Teratai Institute Soroti Pengajuan PBPH Agung Sedayu di Eks Kawasan PIK 2 yang Dicoret dari PSN

waktu baca 3 menit
Selasa, 9 Jun 2026 12:09 48 Redaksi

SERANG | TD — Rencana Agung Sedayu Group (ASG) mengajukan Perizinan Berusaha Pemanfaatan Hutan (PBPH) di kawasan hutan lindung pesisir utara Kabupaten Tangerang menuai kritik dari sejumlah pihak. Pengajuan izin tersebut dilakukan setelah proyek Tropical Coastland PIK 2 dicabut dari daftar Proyek Strategis Nasional (PSN).

Direktur Utama Agung Sedayu Group, Nono Sampono, diketahui bertemu Wakil Gubernur Banten Dimyati Natakusumah di Kawasan Pusat Pemerintahan Provinsi Banten (KP3B), Kota Serang, pada Selasa (7/4/2026). Dalam pertemuan itu, ASG memaparkan rencana pemanfaatan kawasan hutan lindung melalui pengajuan PBPH seluas 900 hektare dari total 1.601 hektare hutan lindung yang berada di Kabupaten Tangerang.

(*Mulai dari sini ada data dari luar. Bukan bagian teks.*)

Issue #1387, opened 2024-03-28
Renaming and overwriting old save files in game will not rename the save file


XCOM-HUB:
- OS: Windows 11 Pro x64 23H2
 - OpenApoc Version: 0.0.991
 - No Mods

I can no longer overwrite new text on my old save files in game. You can create a new save file and the text will be saved, but it will not allow any more name changes after that. This wasn't a problem before.

PS: The save files you overwrite work as usual, it's just that you can't change the text/rename anymore.

ayrtondenner:
Gonna test with an older version, maybe this is something that changed after my PR https://github.com/OpenApoc/OpenApoc/pull/1371 that updated the save system regarding to file name

ayrtondenner:
Before any update on this matter, I was wondering when exactly we want to rename savefiles instead of overwriting them?

Update https://github.com/OpenApoc/OpenApoc/pull/1371 was done because before it, whenever the user tried to create a new savefile with an already existing name, it ended up creating a new save file with an existing name + random suffix. Right now, the game will check if the name already exists and asks if the user wants to overwrite the existing savefile in the following situations:

1. If the user selects the existing savefile and tries to save without changing its name
2. When the user types the name for a new savefile but ends up typing the same name as an already existing one

I want to have more info on that before writing any update.

ayrtondenner:
Just tested with an older version to be sure that it was renaming a save file before, it was indeed the case. I'm thinking about updating it with the following logic:

1. If the user selects an older row from an existing savefile, ask if it should overwrite if; if yes, then delete the savefile with the older name and create a new one with the new name - effectively renaming it.
2. If the user clicks in the "new" row but writes the name of an existing savefile, ask if it can overwrite it; if yes, then save new file with the same name, overwriting it.

I guess this is the logic that makes more sense.

PR #1393, opened 2024-04-02
Issue 1387: restored renaming savefile feature

ayrtondenner:
Fixes https://github.com/OpenApoc/OpenApoc/issues/1387

PR https://github.com/OpenApoc/OpenApoc/pull/1371 removed feature of renaming existing save files. In this PR it is being added again with the following behavior:
- When selecting an existing savefile and saving with same name, the savefile will be overwritten
- When selecting an existing savefile and saving with a different name, the savefile will be overwritten and renamed with new name
- When creating a new savefile with same name as existing one, the existing savefile will be overwritten

Minor refactorings:
- Updated `getSaveGameIfExists` to return an `optional` instead of `shared_ptr`, and updated references properly
- Updated some parameters and variable declarations with `const` and `auto` references whenever possible

### DIFF
--- a/game/ui/general/savemenu.cpp
+++ b/game/ui/general/savemenu.cpp
@@ -304,7 +304,7 @@ void SaveMenu::tryToSaveGame(const UString &saveName, const sp<Control> parent)
 		// If the user use the first row but wrote the name of an already existing save game
 		else
 		{
-			SaveMenu::askUserIfWantToOverrideSavedGame(saveGameMetadata);
+			SaveMenu::askUserIfWantToOverrideSavedGame(saveGameMetadata, saveName);
 		}
 	}
 
@@ -312,23 +312,25 @@ void SaveMenu::tryToSaveGame(const UString &saveName, const sp<Control> parent)
 	else
 	{
 		const auto slot = parent->getData<SaveMetadata>();
-		SaveMenu::askUserIfWantToOverrideSavedGame(slot, true);
+		SaveMenu::askUserIfWantToOverrideSavedGame(slot, saveName);
 	}
 }
 
 void SaveMenu::askUserIfWantToOverrideSavedGame(const sp<SaveMetadata> saveMetadata,
-                                                const bool deleteOlderSaveGame)
+                                                const UString &saveName)
 {
-	const auto &saveName = saveMetadata->getName();
+	const auto &metadataSaveName = saveMetadata->getName();
 	const auto messageBoxTitle = "Override saved game";
-	const auto messageBoxContent = "Do you really want to override " + saveName + "?";
+	const auto messageBoxContent = "Do you really want to override " + metadataSaveName + "?";
 
 	auto onYes = std::function<void()>(
-	    [this, saveMetadata, saveName, deleteOlderSaveGame]
+	    [this, saveMetadata, saveName]
 	    {
-		    const auto savingResult = saveManager.saveGameViaView(saveMetadata, currentState, deleteOlderSaveGame);
+		    const auto savingResult =
+		        saveManager.overrideGame(*saveMetadata, saveName, currentState);
 
-		    savingResult ? fw().stageQueueCommand({StageCmd::Command::POP}) : clearTextEdit(activeTextEdit);
+		    savingResult ? fw().stageQueueCommand({StageCmd::Command::POP})
+		                 : clearTextEdit(activeTextEdit);
 	    });
 
 	auto onNo = std::function<void()>([this] { clearTextEdit(activeTextEdit); });
--- a/game/ui/general/savemenu.cpp
+++ b/game/ui/general/savemenu.cpp
@@ -304,7 +304,7 @@ void SaveMenu::tryToSaveGame(const UString &saveName, const sp<Control> parent)
 		// If the user use the first row but wrote the name of an already existing save game
 		else
 		{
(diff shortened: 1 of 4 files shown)


game/ui/general/savemenu.cpp
```diff
@@ -304,23 +304,24 @@ void SaveMenu::tryToSaveGame(const UString &saveName, const sp<Control> parent)
...
+		SaveMenu::askUserIfWantToOverrideSavedGame(slot, saveName);
 	}
 }
 
-void SaveMenu::askUserIfWantToOverrideSavedGame(const sp<SaveMetadata> saveMetadata)
+void SaveMenu::askUserIfWantToOverrideSavedGame(const sp<SaveMetadata> saveMetadata,
+                                                const UString &saveName)
 {
-	const auto &saveName = saveMetadata->getName();
+	const auto &metadataSaveName = saveMetadata->getName();
```
JonnyH, line 322: While we're here, this sort of string should be wrapped in tr() to allow translate.

Probably best to have a separate PR, but don't want to miss stuff like this :)

game/ui/general/savemenu.h
```diff
@@ -36,11 +36,12 @@ class SaveMenu : public Stage
 	void loadWithWarning(sp<Control> parent);
 	// these functions will display prompt to execute action
 	void tryToLoadGame(sp<Control> slotControl);
-	void tryToSaveGame(const UString &textEdit, sp<Control> parent);
+	void tryToSaveGame(const UString &textEdit, const sp<Control> parent);
 	void tryToDeleteSavedGame(sp<Control> &control);
 
 	// Opens pop-up asking the user if wants to override existing saved game
-	void askUserIfWantToOverrideSavedGame(sp<SaveMetadata> saveMetadata);
```
JonnyH, line 43: I'm not sure if SaveMetadata needs to be wrapped in an sp<> - it's just a stack of strings, copying it around would be easier and simpler?

JonnyH: Making getSaveGameIfExists() et al return an optional<SaveMetadata> might be more obvious in it's intent?

ayrtondenner: Could you please show a suggestion regarding how to return this as an optional?

JonnyH: Again it's probably not an issue for this PR, as it's already using an sp<>, but it doesn't seem like it's necessary.

For things that *may* return a SaveMetadata, instead of using an sp<SaveMetadata> and comparing it against nullptr, a std::optional<SaveMetadata> is probably a more fitting abstraction to how it's actually used.

e.g. you can do something like:
```
std::optional<SaveMetadata> get_save()
{
  if (save_exists)
    return SaveMetadata{save, metadata,. arguments};
  else
   return {}; // Returns an "empty" optional
}

void do_other_things_with_save(const SaveMetadata &metadata) // You *must* have a valid SaveMetadata already, so no need for this to be std::optional<SaveMetadata>.
{
....whatever
}

void doThingWithSave()
{
  auto optional_metadata= getSave();
  if (optional_metadata)
  {
     // get_save() returned an optional<> containing a SaveMetadata
     // operator* returns the underlying object of an optional<>
     const auto &metadata = *metadata;
     do_other_things_with_save(metadata);
  }
  else
  {
    // get_save() returned  an "empty" optional
  }
}
```

an sp<> is a reference counted pointer to a heap allocation that then contains the SaveMetadata (or a nullptr) - but that seems unnecessary if the SaveMetadata doesn't actually *need* shared ownership reference counting....

game/ui/general/savemenu.cpp
ayrtondenner: Added `tr()` call to both message box title and content:

```c++
	const auto messageBoxTitle = tr("Override saved game");
	const auto messageBoxContent = tr("Do you really want to override " + metadataSaveName + "?");
```

game/ui/general/savemenu.h
ayrtondenner: Updated `SaveManager::getSaveGameIfExists` return type to `std::optional<SaveMetadata>`:

```c++
std::optional<SaveMetadata> SaveManager::getSaveGameIfExists(const UString &name) const
{
	const auto saveList = getSaveList();
	const auto it =
	    std::find_if(saveList.begin(), saveList.end(),
	                 [&name](const SaveMetadata &obj) { return obj.getName() == name; });

	if (it != saveList.end())
	{
		return *it;
	}

	return {};
}
```

Also updated `SaveMenu::askUserIfWantToOverrideSavedGame` parameters to use `const SaveMetadata &saveMetadata` instead of shared pointer.

Thanks for the help, really appreciate it!

game/ui/general/savemenu.cpp
JonnyH: tr() uses the passed in string as a key - so using "metadataSaveName" as part of that likely makes key it's looking for include the save name, so probably won't work.

I think the "correct" way would be to use a format string replacement instead of string concatination - IE something like "messageBoxContent = format(tr("Do you really want to override %s?"), metadataSaveName)" 

so the translation replacement string is "Do you really want to override %s?", and the translated string also has a replacement tag so still works as expected.

ayrtondenner: Updated:

```c++
	const auto &metadataSaveName = saveMetadata.getName();
	const auto messageBoxTitle = tr("Override saved game");
	const auto messageBoxContent =
	    format(tr("Do you really want to override %s?"), metadataSaveName);
```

Sebelumnya, pada 13 Maret 2026, Satgas Penertiban Kawasan Hutan (Satgas PKH) telah melakukan penertiban dan penguasaan kembali kawasan hutan lindung Pakuhaji seluas 1.601 hektare. Kawasan tersebut sebelumnya dialokasikan untuk proyek Tropical Coastland PIK 2 sebelum dicoret dari daftar PSN melalui Peraturan Menteri Koordinator Bidang Perekonomian Nomor 16 Tahun 2025 yang berlaku sejak 24 September 2025.

Dalam evaluasinya, pemerintah pusat menilai proyek tersebut menghadapi sejumlah persoalan, antara lain masalah pertanahan, potensi konflik sosial, keterkaitan dengan kawasan hutan lindung, serta belum terpenuhinya dokumen Rencana Detail Tata Ruang (RDTR).

Selain itu, usulan pemanfaatan kawasan tersebut juga sempat menjadi sorotan karena surat usulan dari Penjabat Gubernur Banten saat itu, Al Muktabar, kepada Kementerian Kehutanan melalui Surat Nomor B-007/2136/BAPP/2024 tertanggal 25 Juli 2024 disebut diajukan tanpa melalui konsultasi dengan Bappeda maupun Dinas Lingkungan Hidup (DLH) Provinsi Banten.

Menanggapi rencana pengajuan PBPH oleh ASG, Direktur Eksekutif Nasional Teratai Institute, Yanto, meminta pemerintah daerah dan pemerintah pusat menolak permohonan tersebut.

“Sikap Teratai Institute sejak awal tidak pernah berubah. Pada 20 Februari 2025 kami telah menyampaikan desakan kepada pemerintah pusat dan daerah untuk menolak usulan perubahan kawasan hutan lindung di Tangerang. Komitmen kami mengawal isu ini bersifat jangka panjang,” kata Yanto di Tangerang, Selasa (9/6/2026).

Menurut Yanto, pencoretan proyek PIK 2 dari daftar PSN menjadi sinyal bahwa pemerintah pusat mengedepankan aspek lingkungan, ketahanan pangan, dan kepentingan masyarakat dalam pengelolaan kawasan tersebut.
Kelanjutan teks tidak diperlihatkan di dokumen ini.